Hey! I think I can help out here… Hz/V in some ways is simpler than V/oct because what it does is linearly follow frequency.
So let’s say 1v corresponds to a frequency - 220hz - then each successive volt will add exactly that frequency. Bringing it into the world of octaves, your first octave (220-440) would take 1v, and your next (440-880) would take 2v. So, basically, the voltage required to go up an octave doubles each successive octave.
But, this means that the semitones aren’t equally spaced either, like they would be in V/oct. Instead, the voltages that correspond to a semitone increment according to the frequency-semitone ratio, i.e. 2^(1/12). So, if your base voltage is 1.000, the voltage for your next semitone would be 1.000 x 2^(1/12) = 1.0594. The next would be 1.0594 x 2^(1/2) and so on.

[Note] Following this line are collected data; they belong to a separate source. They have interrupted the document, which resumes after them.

PR #227, opened 2026-08-15
feat(sleep): add OpenCode tool-aware replay

YingqiDuan:
Part of #56

## Summary

- Add OpenCode tool replay for tasks with a non-empty `tool_called` rule.
- For each required tool, create a randomly named temporary JavaScript tool with fixed input and output in a fresh temporary Git workspace. Count it as called only when OpenCode reports the exact call as completed.
- Keep each tool replay limited to those temporary tools. MCP servers and snapshots stay disabled for the call, all other tools stay blocked, and subprocess, timeout, configuration, and JSONL failures are reported without exposing sensitive details.

## Safety and compatibility

Tool replay is off by default. Turn it on with `--opencode-tool-replay` or set `opencode_tool_replay` to the boolean `true`. Values such as `"true"` and `1` do not enable it.

Historical tool inputs and outputs are not replayed. OpenCode may load global custom tools at startup, but only SkillOpt's temporary tools are available to the model. The fixed synthetic call and temporary project metadata may still be recorded in OpenCode's normal history.

Compatibility is currently documented for OpenCode CLI `1.18.15`.

## Validation

- Focused test suite: `132 passed, 2 skipped`. The skipped tests are opt-in real-model smoke tests.
- Targeted Ruff checks, `py_compile`, `git diff --check`, and `python -m mkdocs build --strict`: passed.

### DIFF
--- a/.env.example
+++ b/.env.example
@@ -50,13 +50,21 @@ export AZURE_OPENAI_AUTH_MODE=api_key
 # does not create a direct Anthropic API client for this backend.
 # export ANTHROPIC_API_KEY=sk-ant-...
 
-# ── Qwen Local Model (for qwen_chat backend) ────────────────────────
+# ── Qwen via an OpenAI-compatible endpoint (qwen_chat backend) ──────
 # export QWEN_CHAT_BASE_URL=http://localhost:8000/v1
 # export QWEN_CHAT_MODEL=Qwen/Qwen3.5-4B
+# Wire policy for chat_template_kwargs.enable_thinking, a vLLM/SGLang
+# extension that OpenAI/Azure and strict gateways reject with HTTP 400:
+#   server_default (default) omit the field | enabled | disabled
+# export QWEN_CHAT_THINKING_MODE=disabled
 # The train/eval entry points likewise override this model with
 # model.optimizer/model.target for the selected Qwen roles.
 
 # ── MiniMax (for minimax_chat backend) ──────────────────────────────
+# Pick the service region instead of hardcoding a host: global_en (default)
+# resolves to https://api.minimax.io/v1 and cn_zh resolves to
+# https://api.minimaxi.com/v1. MINIMAX_BASE_URL still overrides the region.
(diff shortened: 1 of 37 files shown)


Yif-Yang:
Verified and merging. Thanks @YingqiDuan — and apologies for the wait.

I resolved the `plugins/README.md` conflict on your branch (main had added Windows `%LOCALAPPDATA%`/`%APPDATA%` resolution to the `--opencode-db` row right where this PR adds `--opencode-tool-replay`; both lines kept).

The one thing blocking this was that the PR documents compatibility with OpenCode CLI 1.18.15 while the current release is 1.18.19, and there is no runtime version check. So I installed **1.18.19** and ran the opted-in live canary against a real CLI:

```
SKILLOPT_TEST_REAL_OPENCODE=1 SKILLOPT_SLEEP_OPENCODE_MODEL=... pytest tests/test_backend_opencode_live.py
2 passed
```

Both `test_real_opencode_tool_replay` and `test_real_opencode_cycle_smoke` pass on 1.18.19, re-verified after the merge commit. I confirmed they were genuinely executing rather than silently skipping (removing the opt-in env var turns both into SKIPPED). Full suite post-merge: 1173 passed, 10 skipped.

Two notes for follow-up, neither blocking:

1. The tool-acceptance check at `backend.py:958-968` uses exact equality on `state.input` and `state.output`. I probed it with mutated streams: unrelated sibling keys in `state` are tolerated, but a trailing newline in `output`, an extra key inside `input`, or `status: "success"` instead of `"completed"` each return `invalid_tool_event`. That fails closed, which is the right direction — but a cosmetic schema change in a future OpenCode release would surface as a scored-zero replay that is indistinguishable from the model simply not calling the tool.
2. The schema contract is asserted only against hand-written synthetic JSONL; no recorded fixture from a real CLI version is checked in.

I'll open a follow-up adding a recorded 1.18.19 fixture and a distinct error code for parse-level tool-replay failures, so the two cases can be told apart.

I’ve attached a BIN file named HZPV which has 3 octaves (1.000v - 8.000v) scaled to Hz/V (that’s pretty much the useful range of my MS20-mini) but you could add another two octaves from 0.25 - 1.000 as well! You’d calculate it the same way, starting with 0.25 x 2^(1/12) or 0.5 x 2^(1/12) depending on whether you’d want one or two octaves more. I used a function calculator to give me a table of results, but my maths knowledge is pretty rudimentary and I’m sure there’s a quicker way to simply script an entire index.